Are these the types of mathematical logic? They share the same aims, but the connection is implicit, even unacknowledged. The fact that Church’s [7] is not cited by Morris could certainly be explained as we argued above, but it is nonetheless revealing of the lack of awareness for the mathematical logic development of the concept. The first explicit connection we know of, in a non technical, yet explicit, way is [19], but the lack of acknowledgement is going to persist—neither Morris’ [30] or Reynolds’ [34] cites any work using types in logic. Certainly the Zeitgeist was ripe for the convergence of the two concepts, and there was a formidable middleman—\(\lambda \)-calculus. Used first by Landin as a tool for the analysis of Algol (and then by Scott, Strachey, Morris, Reynolds, and all the rest), at the dawn of the seventies \(\lambda \)-calculus was the lingua franca of conscious programming language theorists, both in the type-free and the typed version. Programming languages and proof-theory were talking the same language, but the conflation was always anonymous. In Reynolds’s [34] a second order (“polymorphic”) typed lambda-calculus is independently introduced and studied, almost at the same time in which Girard [13] uses it as a tool to prove cut-elimination for second order logic; Milner [28] presents a type-reconstruction algorithm for simple types, independently from Hindley [16] (which will be cited in the final version). The Curry-Howard isomorphism [22] (the original manuscript dates 1969 and was widely circulated, at least in the proof-theory and lambda-calculus communities) will be the catalyst for the actual recognition¹⁷, which comes only in Martin-Löf’s [24], written and circulated in 1979, which presents a complete, explicit correspondence between proof-theory and functional languages. The paper will have significant impact on following research (and not only the one on programming languages).

This slow mutual recognition of the two fields tells a lot on their essential differences. For most of the “types-as-a-foundation-of-mathematics” authors, types where never supposed to be actually used by the working mathematician (with the debatable exception of Russell himself). It was sufficient that in principle most of the mathematics could be done in typed languages, so that paradoxes could be avoided.

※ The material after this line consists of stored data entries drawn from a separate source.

PR #307, opened 2023-02-03
Require double quotes for props in JSX

mattheu:
I recently had use inconsistent use of double/single quotes for props in JSX flagged in a pull request and was surprised this wasn't enforced in our coding standards. 

Thoughts on adding this?


rmccue:
That is surprising since I thought we did enforce that.

mattheu:
I did have to see if it was something we were inheriting from e.g. WP standards, but looks like it isn't 🤔

svandragt (approved):

PR #314, opened 2024-02-21
Upgrade wpcs

### LINKED ISSUE #313: Update to WPCS v3
We should track the latest version of the WP and a8c coding standards.

rmccue:
Fixes #313.

Have not exhaustively checked all the differences here yet to see what breaks.


rmccue:
Looks like the duplicate ignore checks may not be working as I think `::init` was removed, but it's not fatalling when testing locally with Real Projects™️ at least.

HM/Sniffs/Security/EscapeOutputSniff.php
```diff
@@ -14,6 +14,7 @@
  *
  * @see https://github.com/WordPress/WordPress-Coding-Standards/issues/1864
  */
+#[AllowDynamicProperties]
```
rmccue: @goldenapples Is this necessary? Seems like we should know the properties being used?

goldenapples: Huh. Yeah, this was pretty hacky.

The problem is that `$printingFunctions` is changed in the parent class from protected to private, so trying to unset items from `$this->printingFunctions` here is not going to work, and will trigger an accessing dynamic properties warning.

https://github.com/humanmade/coding-standards/blob/c5f69a8b9acaac86fe5f3c0854f3dd446a82c949/HM/Sniffs/Security/EscapeOutputSniff.php#L54-L56

This annotation silences the dynamic properties deprecation warning. It does not, however, make the code here work to ignore the safe printing functions.

tomjn:
@rmccue @goldenapples is there work still pending on this? It's unclear what the status of the PR is currently, from first glances it looks like Travis CI is the blocker

kadamwhite:
@tomjn I've been using this in production on a project via tracking the `dev-upgrade-wpcs` branch for several weeks with no issue. @rmccue @goldenapples I'd like to merge to get this landed and released, any objections? If not, I can forward with that next week.

composer.json
```diff
@@ -5,8 +5,8 @@
 	"license": "GPL-2.0-or-later",
 	"require": {
 		"php": ">=7.1",
```
kadamwhite: Should we bump the PHP requirement?
```suggestion
		"php": ">=8.0",
```

tomjn:
@kadamwhite I've been in a similar boat, from my POV the only blocker left for this is the failing Travis tests for a missing trait

tomjn:
I tried updating PHPBasicAuth with this branch and ran into the PHPCompatibility trim error. There's a v10 alpha that should fix this but given that it's an alpha would we even consider including that here? I know some projects have patches that work around the problem but fundamentally there are language syntax differences only v10 can account for

https://github.com/PHPCompatibility/PHPCompatibility/wiki/Upgrading-to-PHPCompatibility-10.0#updating-your-custom-ruleset-and-phpcs-ignore-annotations

kadamwhite:
@tomjn can you clarify how to reproduce the issue you're describing? I do not think we should be pinning an alpha, personally.

tomjn:
> @tomjn can you clarify how to reproduce the issue you're describing? I do not think we should be pinning an alpha, personally.

Likewise else I'd be adding commits, it seems that v10 coming out of alpha has a bit of a domino effect on downstream package releases. I forget where it was I was encountering this though

kadamwhite (approved):

rmccue:
🚀 🚀 🚀

PR #335, opened 2026-05-28
Relax WPCS version constraint to ^3

kadamwhite:
PHPCS will be pulled in as a transient dependency of both WPCS and VIPCS, so keeping it in our own composer.json does nothing but increase our maintenance burden.

The progressive point updates to WPCS in 3.1, 3.2 and 3.3 have improvements which would benefit HM projects and which make the coding standards more intuitively support modern versions of WordPress.

### DIFF
--- a/composer.json
+++ b/composer.json
@@ -5,11 +5,10 @@
 	"license": "GPL-2.0-or-later",
 	"require": {
 		"php": ">=8.2",
-		"wp-coding-standards/wpcs": "~3.0.0",
-		"automattic/vipwpcs": "~3.0.0",
+		"wp-coding-standards/wpcs": "^3.0.0",
+		"automattic/vipwpcs": "^3.0.0",
 		"fig-r/psr2r-sniffer": "^0.5.0",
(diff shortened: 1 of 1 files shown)


joehoyle:
@kadamwhite given we integrated directly with PHP_Codesniffer, it would make sense to have it as a dependency. E.g. https://github.com/humanmade/coding-standards/blob/main/HM/Sniffs/Classes/OnlyClassInFileSniff.php. The reason we specify it is given we have code that relies specifically on certain versions of PHP Codesniffer means we should apply our own version constraint.

kadamwhite:
@joehoyle what would you recommend for a constraint, WPCS specifies ^3.13.4

joehoyle:
@kadamwhite it depends what we _are_ compatible with, which I dont know. Perhaps it safe to go `^3`, but I'm not totally sure!

kadamwhite:
@joehoyle Reviewed our custom changes, ^3 feels safe. Since WPCS requires ^3.13 I've gone with that.

joehoyle (approved):

PR #337, opened 2026-06-22
Permit single-file mu-plugins

kadamwhite:
I reviewed use of HMCS across a variety of VIP and Altis projects and noticed a recurring configuration in project PHPCS to disable the rules which prevent the use of single-file MU plugins, e.g. to drop a small `hm-thirdpartyplugin-integration.php` which simply registers a few hooks to customize third-party code and doesn't benefit practically from the more robust folder-based code structure.

I believe this should be permitted by our standards, and this PR "paves the cowpath" by adjusting the ruleset to avoid false-flagging files like this from needing to be organized into `inc/namespaces`, and to permit them to have side-effects.

### DIFF
--- a/HM/Sniffs/Files/MuPluginFileTrait.php
+++ b/HM/Sniffs/Files/MuPluginFileTrait.php
@@ -1,0 +1,27 @@
+<?php
+namespace HM\Sniffs\Files;
+
+/**
+ * Shared helper for detecting single-file must-use plugins.
+ *
+ * Single-file mu-plugins live as direct children of a `mu-plugins/` directory
+ * (or `client-mu-plugins/`, on VIP). This is a useful pattern to support, but
+ * by definition can't be split into an inc/ directory or named namespace.php
+ * (multiple plugins would collide), and should allow side effects.
+ */
+trait MuPluginFileTrait {
+	/**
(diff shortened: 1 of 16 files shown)


HM/Sniffs/Files/MuPluginFileTrait.php
```diff
@@ -0,0 +1,27 @@
...
+	 * @param string $path Full path to the file being checked.
+	 * @return bool True if the file is a direct child of mu-plugins/ or client-mu-plugins/.
+	 */
+	protected function is_single_file_mu_plugin( $path ) {
+		// Normalize the directory separator across operating systems.
+		if ( DIRECTORY_SEPARATOR !== '/' ) {
+			$path = str_replace( DIRECTORY_SEPARATOR, '/', $path );
+		}
+
+		return (bool) preg_match( '#/(?:client-)?mu-plugins/[^/]+\.php$#', $path );
```
joehoyle, line 25: Is `plugins-mu` also used?

kadamwhite: Not in any projects that I've worked on in the past 3–4 years, my inclination is to leave that one out as it's a confusing pattern

joehoyle (approved):

PR #340, opened 2026-06-22
Fix false-positive escaping warning on get_block_wrapper_attributes

kadamwhite:
[get_block_wrapper_attributes](https://github.com/WordPress/WordPress/blob/7.0-branch/wp-includes/class-wp-block-supports.php#L166-L240) responsibly builds its output string using safecss_filter_attr and esc_attr, and its output is not filterable. We should allow this function.

(This is particularly annoying to get false-flagged today, because it usually occurs within an inline <?php ... ?> tag in HTML partials that makes it visually clunky to add an ignore directive.)

### DIFF
--- a/CHANGELOG.md
+++ b/CHANGELOG.md
@@ -1,5 +1,9 @@
 # Changelog
 
+## Next Patch
+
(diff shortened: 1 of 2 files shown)


rmccue (approved):
👍 Looks right based on the core implementation - which itself doesn't actually echo anyway.

PR #341, opened 2026-06-23
Update changelog for 2.2.1

kadamwhite:
Also attempts to propose proactively filling out prerelease version changes in the changelog, so we can merge and tag rather than needing these changelog release update PRs. Thoughts?


rmccue (approved):
:laff:

PR #342, opened 2026-06-26
Exclude built code folders from stylistic PHPCS rules

kadamwhite:
Built asset files are standard under current wp-scripts best practices, so our ruleset should not enforce human-authorship-oriented sniffs on these autogenerated files.

I've limited our exclusions to the default `build/` and oft-used `dist/` folder prefixes.

### DIFF
--- a/CHANGELOG.md
+++ b/CHANGELOG.md
@@ -5,7 +5,7 @@ and fill in the contents as you go. This simplifies later release management. --
 
 ## 2.3.0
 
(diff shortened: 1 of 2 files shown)


rmccue (approved):
I think this makes sense; I assume because this isn't prefixed with `*` that eg `inc/tools/build/foo.php` would still be included?

kadamwhite:
> I assume because this isn't prefixed with * that eg inc/tools/build/foo.php would still be included?

Correct!

PR #347, opened 2026-07-07
Introduce sniff to avoid doing_it_wrong usage of register_block_type

kadamwhite:
`register_block_type` internally delegates to `register_block_type_from_metadata` if a readable file path is passed, but if the file does not exist (usually from not having run a build) it throws a confusing `_doing_it_wrong` message.

We should be using `register_block_type_from_metadata` directly whenever we are not passing the name of a block as the first argument, since this can lead to wasted debugging time if the error is not understood correctly.

This sniff attempts to put in place some heuristic detection for path-y first arguments passed to `register_block_type`, to catch this in PRs / CI.

### DIFF
--- a/CHANGELOG.md
+++ b/CHANGELOG.md
@@ -3,6 +3,10 @@
 <!-- When submitting a PR for a feature, add the appropriate prerelease heading here
 and fill in the contents as you go. This simplifies later release management. -->
 
+## 2.4.0
+
+- Add `HM.Functions.RegisterBlockTypePath` sniff recommending `register_block_type_from_metadata()` when a file path is passed to `register_block_type()`
+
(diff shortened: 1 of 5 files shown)


kadamwhite:
Tagging a few of you for feedback on whether this feels worth adding to our standard. It's something that's been a slight footgun even after trying to add agent instructions to support using the metadata version, and I'd like to be able to flag it at the PR stage automatically, without wasting human cycles on it — but it's technically already covered by a `_doing_it_wrong`, assuming the developer is monitoring logs for those properly.

roborourke (approved):
It's a simple fix and if it avoids a common problem then it gets my vote.

PR #162, opened 2018-07-27
add phone number field theme to remove label from display, fix bug in…

henryjiang-sfgov:
… event_subscriber code

### DIFF
--- a/web/modules/custom/sfgov_event_subscriber/src/EventSubscriber/RedirectEventSubscriber.php
+++ b/web/modules/custom/sfgov_event_subscriber/src/EventSubscriber/RedirectEventSubscriber.php
@@ -41,13 +41,11 @@ public function redirectBasedOnField(GetResponseEvent $event) {
         $node = $event->getRequest()->attributes->get('node'); 
       
         if($node && $node->hasField('field_direct_external_url') ){
-          $field_external_url = $node->get('field_direct_external_url');
-          $external_url = $field_external_url->getValue()[0]['uri'];
+          $field_external_url = $node->get('field_direct_external_url')->getValue();
 
-          if($external_url != '' ){  
+          if( !empty($field_external_url[0]) && $field_external_url[0]['uri'] != ''){
               // This is where you set the destination.
-              //$redirect_url = Url::fromUri($external_url->getValue());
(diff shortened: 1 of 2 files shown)


web/modules/custom/sfgov_event_subscriber/src/EventSubscriber/RedirectEventSubscriber.php
```diff
@@ -41,13 +41,11 @@ public function redirectBasedOnField(GetResponseEvent $event) {
         $node = $event->getRequest()->attributes->get('node'); 
       
         if($node && $node->hasField('field_direct_external_url') ){
-          $field_external_url = $node->get('field_direct_external_url');
-          $external_url = $field_external_url->getValue()[0]['uri'];
+          $field_external_url = $node->get('field_direct_external_url')->getValue();
 
-          if($external_url != '' ){  
+          if( !empty($field_external_url[0]) && $field_external_url[0]['uri'] != ''){
```
jszwedko: Don't change this now, but I believe, since `empty` is a language construct rather than a function, you can _just_ do `empty($field_external_url[0]['uri'])`.

henryjiang-sfgov: can't just do empty($field_external_url[0]['uri']), it'll return true if uri is an empty string.

jszwedko: Sorry, I meant `!empty($field_external_url[0]['uri']`

jszwedko: Right, I'm saying `empty` doesn't do that, see: http://codepad.org/IXPM9Epg

Again, not a big deal 😄

henryjiang-sfgov: aha good point, I was too focused on checking for error.  Empty indeed is a PHP language construct, it'll fail the test and does nothing(?my guesswork) rather than throwing an error.

PR #167, opened 2018-07-30
Transaction page commits

henryjiang-sfgov:


web/modules/custom/sfgov_event_subscriber/src/EventSubscriber/RedirectEventSubscriber.php
```diff
@@ -30,7 +28,12 @@ public static function getSubscribedEvents() {
     return $events;
   }
 
-public function redirectBasedOnField(GetResponseEvent $event) {
+  public function redirectBasedOnField(GetResponseEvent $event) {
```
jszwedko: Same comment as https://github.com/SFDigitalServices/sfgov/pull/166/files#r206236555

josh-chou: I created a separate Jira task for this so it can be separated out from the transaction theming task.
https://sfgovdt.jira.com/projects/SG/issues/SG-308

PR #173, opened 2018-08-01
Sg 246 mobile header

aekong:
- fix translate odd zoom behavior
- fix mobile menu display
- fix city seal height
- link sfgov.org in new site alpha banner


config/simple_block.simple_block.alpha_banner_block.yml
```diff
@@ -7,5 +7,5 @@ dependencies:
 id: alpha_banner_block
 title: 'Alpha Banner Block'
 content:
-  value: "<p>This site is in progress. Visit <a href=\"#\">sfgov.org</a> for the current.</p>\r\n"
+  value: "<p>This site is in progress. Visit <a href=\"http://sfgov.org\" target=\"_blank\">sfgov.org</a> for the current.</p>\r\n"
```
jszwedko: Might make this `https://` to encourage 🔒s everywhere

aekong: i happened to be looking for another commit to justify a ci build, so thx 👍

web/themes/custom/sfgovpl/src/sass/_blocks.scss
```diff
@@ -63,27 +66,17 @@
 .gtranslate {
   cursor: pointer;
   display: flex;
-  max-width: 150px;
+  max-width: 155px;
```
jszwedko: On Firefox the `e` seems to be being cut off still. 160px seems to do it, though I imagine it's probably related to the font width so there may be a better way to size it that will automatically expand depending on the width of the text.

screen shot 2018-08-02 at 1 31 08 pm

PR #177, opened 2018-08-02
Sg 246 mobile header

aekong:
- https on sfgov.org link in alpha banner
- cursor pointer on translate "button"


config/simple_block.simple_block.alpha_banner_block.yml
```diff
@@ -7,5 +7,5 @@ dependencies:
 id: alpha_banner_block
 title: 'Alpha Banner Block'
 content:
-  value: "<p>This site is in progress. Visit <a href=\"http://sfgov.org\" target=\"_blank\">sfgov.org</a> for the current.</p>\r\n"
+  value: "<p>This site is in progress. Visit <a href=\"https://sfgov.org\" target=\"_blank\">sfgov.org</a> for the current.</p>\r\n"
```
jszwedko: ❤️

web/themes/custom/sfgovpl/src/sass/_blocks.scss
```diff
@@ -100,6 +100,7 @@
     right: 40px;
     padding: 5px 5px 5px 50px;
     background: transparent;
+    cursor: pointer;
```
jszwedko: Not a question that needs to be answered here, but this is making me wonder how much of this should actually be in the pattern library.

aekong: most of it! MVP!

PR #179, opened 2018-08-02
Sg252 transaction

josh-chou:


web/themes/custom/sfgovpl/src/sass/_base.scss
```diff
@@ -4,3 +4,10 @@
 @import '../../../../../libraries/sfgov-pattern-lab/pattern-lab/source/_patterns/00-protons/02-mixins';
 @import '../../../../../libraries/sfgov-pattern-lab/pattern-lab/source/_patterns/00-protons/01-grid.scss';
 @import 'mixins';
+
+body {
```
jszwedko: Should this go in the Pattern Library?

Should I be asking this question?

josh-chou: hopefully this question can be answered at the meeting today.
but i decided to put these changes here to minimize the scope.

PR #180, opened 2018-08-03
twig function file_url does not work in pattern lab twig file, move t…

henryjiang-sfgov:
…he function to template

### DIFF
--- a/web/themes/custom/sfgovpl/templates/paragraphs/paragraph--document.html.twig
+++ b/web/themes/custom/sfgovpl/templates/paragraphs/paragraph--document.html.twig
@@ -55,7 +55,8 @@ not paragraph.isPublished() ? 'paragraph--unpublished',
         {% block content %}
             {% include "@atoms/09-document/09-document.twig" with {
             "parent_bundle": parent.bundle(),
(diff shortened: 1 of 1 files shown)


web/themes/custom/sfgovpl/templates/paragraphs/paragraph--document.html.twig
```diff
@@ -55,7 +55,8 @@ not paragraph.isPublished() ? 'paragraph--unpublished',
         {% block content %}
             {% include "@atoms/09-document/09-document.twig" with {
             "parent_bundle": parent.bundle(),
-            "field_file": paragraph.field_file
+            "field_file": paragraph.field_file,
+            "fileurl": file_url(paragraph.field_file.entity.field_media_file.entity.uri.value)
```
aekong: i saw that problem too.  weird that the pattern lab twig file won't recognize file_url, but it is recognized in theme twig file.  what gives?

henryjiang-sfgov: yeah, I tried updating twig in the pattern lab, but some of the other twig extension relies on older version of twig.

PR #181, opened 2018-08-03
Fix address sidebar

henryjiang-sfgov:


henryjiang-sfgov:
doing another build, need to format the address field as the country name is showing up

PR #188, opened 2018-08-08
Sg 246 mobile header

aekong:
adjust mobile header for even smaller screens


web/themes/custom/sfgovpl/src/sass/_blocks.scss
```diff
@@ -71,6 +71,10 @@
     width: 41px;
     margin-right: 10px;
   }
+  @include media-max($tiny-screen) {
```
hshaosf: > $tiny-screen

 @jszwedko would appreciate this. no more hardcoding constants.

aekong: wwjd!

PR #189, opened 2018-08-08
indent depts for topic pages, remove bottom border for last dept in list

aekong:


web/themes/custom/sfgovpl/src/sass/_views.scss
```diff
@@ -72,23 +72,31 @@ article.transaction .sfgov-container--content-right {
   }
 }
 
-.view-services-block-1 {
+.view-services-block-1,
+.view--departments-block-1 {
   padding: 0;
   @include media($medium-screen) {
-    padding: 61px 0 41px 0;
+    padding: 60px 0 40px 0;
```
jszwedko: 👏  the idea of previously being so exact with the number of pixels gives me hives.

web/themes/custom/sfgovpl/src/sass/_views.scss
```diff
@@ -72,23 +72,31 @@ article.transaction .sfgov-container--content-right {
...
-      .sfgov-transaction-search--container {
+      .sfgov-transaction-search--container,
+      .department-search-result--container {
         border-bottom: 0;
       }
     }
   }
 }
 
+.view--departments-block-1 {
```
jszwedko: This reads to me that the first block on this view, whatever it happens to be, it should have this padding. Is that accurate? I'm mostly wondering if it'd make sense to give the block a more semantic name.

aekong: Looks like the class name is coming from https://github.com/SFDigitalServices/sfgov/blob/master/web/themes/custom/sfgovpl/templates/views/views-view--departments--block-2.html.twig.  So I _suppose_ I _could_ make the class name a bit more semantic, but the twig file name suggestion remains the same.

Also, I would think the class name would be `view--departments-block-2` given this is block 2 defined in the Departments view.

web/themes/custom/sfgovpl/src/sass/_views.scss
aekong: Yeah, it was weird to me.  I'm pretty sure these were coming from inspect mode on the invision mockups - which seems to be invision trying to intelligently determine the spacing between elements in a mockup

web/themes/custom/sfgovpl/src/sass/_views.scss
jszwedko: It's probably my ignorance of the content structure. Is block 2 special? Or is whatever block 2 happens to be on the department's view need this styling. I.e. could I reorder the blocks and the style would still be accurate?

jszwedko: (also my ignorance of Drupal)

aekong:
changing the order of the blocks does not appear to affect the machine name (`block_2`)

jszwedko:
Hmm, interesting. I might recommend using more semantic names if possible then, but don't let that hold this up. Just something to think about.

hshaosf:
looks like the class names were hardcoded into the twig file: 
https://github.com/SFDigitalServices/sfgov/blob/master/web/themes/custom/sfgovpl/templates/views/views-view--departments--block-1.html.twig#L34-L37
https://github.com/SFDigitalServices/sfgov/blob/master/web/themes/custom/sfgovpl/templates/views/views-view--departments--block-2.html.twig#L34-L37

aekong:
just tried to change the machine name to something more meaningful and drupal was no longer using the right template suggestion.  someone with more drupal skillz pls contribute to the success of this pr

PR #192, opened 2018-08-14
Sg 323 tx external urls

aekong:
doing this in the theme/template layer

also requires an update to pattern library as the pattern library has to accommodate a hash now - the calling template passes in a url and boolean to determine if the link should open in a new window or not (based on logged in user)

open to suggestions on a better approach

this is the diff to review: https://github.com/SFDigitalServices/sfgov/pull/192/files#diff-e8b47a90240e6702bc9b47527544a322


aekong:
@hshaosf says we should handle the logic in a module and send the variables to the template.  closing for now to revisit locally

PR #194, opened 2018-08-14
Update package.json in sfgovpl

jszwedko:
Current version of hoek has a vulnerability. Updating actually seems to remove it as a dependency.

Reran gulp after this update and nothing seemed to change.


jszwedko:
Yep! I just ran `npm update`

PR #198, opened 2018-08-16
local behat testing

aekong:
- need to commit .lando.yml to do this
- need to prevent https redirect on local development environment (get nested calls exception otherwise)


web/sites/default/settings.php
```diff
@@ -53,30 +53,29 @@
  * example.org, with all subdomains included.
  */
 
-
 // force https on sf.gov
 if (isset($_ENV['PANTHEON_ENVIRONMENT']) && php_sapi_name() != 'cli') {
+  if($_ENV['PANTHEON_ENVIRONMENT'] != 'lando') { // lando is local env
```
aekong: is this check ok? or is there something more robust?

web/sites/default/settings.php
```diff
@@ -53,30 +53,29 @@
...
     // Redirect to HTTPS on every Pantheon environment.
     $primary_domain = $_SERVER['HTTP_HOST'];
-
     if ($_SERVER['HTTP_HOST'] != $primary_domain
```
aekong: this condition probably doesn't need to be here, since the line above is `$primary_domain = $_SERVER['HTTP_HOST'];`

.gitignore
```diff
@@ -13,7 +13,6 @@
 /web/private/scripts/quicksilver
 
 # Ignore scaffold files
-.lando.yml
```
jszwedko: 👍 I'm surprised we weren't already checking this in

web/sites/default/settings.php
jszwedko: Yeah, this is weird.

web/sites/default/settings.php
jszwedko: I might fold this into the conditional above it to avoid the nesting.

jszwedko:
👏

web/sites/default/settings.php
aekong: thought i needed that `isset($_ENV['PANTHEON_ENVIRONMENT'])`

jszwedko: I _think_ you do too. I was thinking something like:

```
 if (isset($_ENV['PANTHEON_ENVIRONMENT']) && $_ENV['PANTHEON_ENVIRONMENT'] != 'lando'
     && php_sapi_name() != 'cli') { 
```

aekong: 👍

aekong:
THANK YOU

PR #744, opened 2020-12-01
Sg 1089 homepage reading order

aekong:


config/views.view.services.yml
```diff
@@ -501,12 +501,10 @@ display:
         css_class: false
         title: false
       row:
-        type: fields
+        type: 'entity:node'
```
jacine, line 504: 👏

web/themes/custom/sfgovpl/templates/components/topic-card.twig
```diff
@@ -1,6 +1,11 @@
+{% if elem %}
+  {% set el = elem %}
+{% else %}
+  {% set el = 'h3' %}
```
jacine, line 4: FYI, for future ref (no need to change now)... Better way to write this is: 

`{% set el = elem|default('h3') %}`, or just `{% set el = el|default('h3') %}`

web/themes/custom/sfgovpl/templates/node/node--topic--card.html.twig
```diff
@@ -4,12 +4,14 @@
...
-      } %}
-    </div>
+    {% if is_front %}
+      {% set el = 'p' %}
+    {% endif %}
+    {% include "@theme/topic-card.twig" with {
+      "title": node.label,
+      "description": content.field_description.0['#text'],
+      "url": url,
+      "elem": el ? el : ''
```
jacine, line 14: Can skip the declaration above too, and just do: 

```suggestion
      "elem": is_front ? 'p' : '',
```

jacine (approved):
Nice cleanup! @aekong  Love to see fields _just_ being printed in entity templates! 👍 

Left some FYI comments, no need to make changes.

PR #747, opened 2020-12-01
send slack notification as attachment to auto collapse

aekong:
| before | after |
|---|---|
| image | image |
| image | image|


jacine (approved):
This is awesome! I _need_ to know how you are testing this locally. 🤣

aekong:
Thanks for looking! Nothing very elegant, just `lando drush scr` or just `curl`-ing 😆

PR #753, opened 2020-12-04
handle empty array value for confirmation url

aekong:
for empty field values, drupal appears to send an empty array.  this was causing issues with the confirmation page redirect logic.

some notes copied from a slack convo:

> i think it has to do with this line: https://github.com/SFDigitalServices/sfgov/blob/f0d02537e37baf4da696815688fd51566cc5e158/web/themes/custom/sfgovpl/templates/paragraphs/paragraph--form-io.html.twig#L62
>
>if paragraph.field_formio_confirmation_url.value doesn’t have a value, the twig filters evaluate to [] (empty array).
>
>further down the file:
>https://github.com/SFDigitalServices/sfgov/blob/f0d02537e37baf4da696815688fd51566cc5e158/web/themes/custom/sfgovpl/templates/paragraphs/paragraph--form-io.html.twig#L200-L202
>
> since confirmationURL is `[]` and not `null` or `undefined`, `window.location = []` just refreshes the browser

### DIFF
--- a/web/themes/custom/sfgovpl/templates/paragraphs/paragraph--form-io.html.twig
+++ b/web/themes/custom/sfgovpl/templates/paragraphs/paragraph--form-io.html.twig
@@ -59,7 +59,11 @@
 (function() {
 
   var time = Date.now()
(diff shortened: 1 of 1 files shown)


shawnbot (approved):
Good lord, I'm sorry for opening up this can of worms. This LGTM!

Types in programming languages, on the contrary, while being restrictive in the same sense, are used everyday by the working computer programmer. And hence, from the very beginning in Algol, computer science had to face the problem to make types more “expressive”, and “flexible”¹⁸. If in proof-theory “typed” means first of all “normalizing”, in computer science there are — since the beginning — well-typed programs which diverge. While mathematical logic types are perceived as constraints (they “forbid” something, as in Russell’s quote above), types in programming languages are experienced as an enabling feature, allowing simpler writing of programs, and, especially, better verification of their correctness¹⁹.

The crucial point, here and in most computer science applications of mathematical logic concepts and techniques, is that computer science never used ideological glasses (types per se; constructive mathematics per se; linear logic per se; etc.), but exploited what it found useful for the design of more elegant, economical, usable artefacts. This eclecticism (or even anarchism, in the sense of epistemological theory) is one of the distinctive traits of the discipline, and one of the reasons of its success.

But this is the subject of an entirely different paper.